[Collected data]
BEGIN

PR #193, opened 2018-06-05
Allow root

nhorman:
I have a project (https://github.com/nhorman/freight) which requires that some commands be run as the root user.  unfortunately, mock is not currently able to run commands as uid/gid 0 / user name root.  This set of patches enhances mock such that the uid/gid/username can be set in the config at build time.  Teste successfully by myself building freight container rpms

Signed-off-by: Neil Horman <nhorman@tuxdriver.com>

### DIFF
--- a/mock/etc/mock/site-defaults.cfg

END
BEGIN

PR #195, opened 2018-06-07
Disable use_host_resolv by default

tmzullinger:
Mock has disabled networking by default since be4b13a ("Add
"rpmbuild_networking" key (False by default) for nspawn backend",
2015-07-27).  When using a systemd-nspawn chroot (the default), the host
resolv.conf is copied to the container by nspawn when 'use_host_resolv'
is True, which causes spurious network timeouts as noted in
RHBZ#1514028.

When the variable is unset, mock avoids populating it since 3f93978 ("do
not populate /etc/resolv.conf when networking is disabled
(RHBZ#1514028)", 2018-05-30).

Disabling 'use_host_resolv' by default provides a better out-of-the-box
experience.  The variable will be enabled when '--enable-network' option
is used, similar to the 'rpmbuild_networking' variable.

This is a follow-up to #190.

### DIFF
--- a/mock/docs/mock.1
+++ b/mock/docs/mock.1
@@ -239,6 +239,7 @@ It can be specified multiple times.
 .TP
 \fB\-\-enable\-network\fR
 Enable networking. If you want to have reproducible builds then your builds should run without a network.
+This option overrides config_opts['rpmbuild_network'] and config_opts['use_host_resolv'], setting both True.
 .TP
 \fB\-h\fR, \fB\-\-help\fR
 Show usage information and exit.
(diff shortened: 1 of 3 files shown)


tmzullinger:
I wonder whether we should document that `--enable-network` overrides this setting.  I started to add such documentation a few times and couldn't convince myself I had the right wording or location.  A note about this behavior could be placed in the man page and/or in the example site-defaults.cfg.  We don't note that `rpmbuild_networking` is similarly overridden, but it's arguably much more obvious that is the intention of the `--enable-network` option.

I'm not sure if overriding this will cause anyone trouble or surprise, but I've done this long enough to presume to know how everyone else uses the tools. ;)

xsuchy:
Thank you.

END

WHAT TO PRODUCE.
Working from the entries above, return all lines that contain "RHBZ".

SOLUTION TO THIS TASK.
RHBZ#1514028.
(RHBZ#1514028)", 2018-05-30).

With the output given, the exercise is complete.